回去的时候,余桃又遇见了哑婆。
哑婆依旧坐在拐角处,手里拿着一个碗,是中午的时候余桃给她送鸡汤面的那个碗。
余桃愣了一下,牵着三个孩子走到哑婆身边,问道:“阿婆,你是在等我吗?”
哑婆静静地盯了余桃一会儿,又看看她身边的三个孩子。
余桃温声笑道:“这是我的三个孩子。”
“大妞,二娃,三娃,快叫阿婆好。”
“阿婆好。”三个孩子依偎着余桃异口同声道。
哑婆看着三个小孩,尤其是大妞,目光仿佛看向许久许久的以前,那个时候她的女儿这么大,也是这么的漂亮。
大妞被眼前的怪婆婆盯得有些怕,她往余桃身边缩了缩。
余桃摸摸大妞的头发当做安抚。
“阿婆,没事我们就先回去了,天也不早了,你也回家睡觉吧。

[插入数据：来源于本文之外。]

Issue #763, opened 2025-01-14
test: MBT for Part Streaming


hvanz:
[Part Streaming](https://github.com/informalsystems/malachite/blob/c2aa59d69aa00fff9f1fe270cc278b4e65ec5f42/specs/starknet/block-streaming/README.md) is the protocol utilised for block propagation in the Starknet app. When sending a block proposal to a set of peers, a node partitions the block into multiple parts and send each part to the peers in `StreamMessage`s, which may arrive out of order. Then the peers must re-assemble the received parts into a block.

”说着,余桃从哑婆手里接过那个空碗。
哑婆猛地躲闪一下,没有把碗给她。
她眼睛里带着余桃看不懂的神采,固执又倔强,直勾勾地盯着余桃看。
余桃一愣。
“哑婆,你在干什么!”
巷子的阴影下传来一道阴厉的声音,他的嗓子仿佛被沙子磨过一般,带着令人别扭的嘶哑感。
哑婆听见这个声音,脸上写满了惊恐,“嗯嗯~”她用手往前推着余桃,一边推一边示意让余桃走。
孩子还在,余桃想起罗姐白天跟她说过的话,又见哑婆这个表情,顾不得其他,母性使然,这个时候余桃只想带着孩子们离开。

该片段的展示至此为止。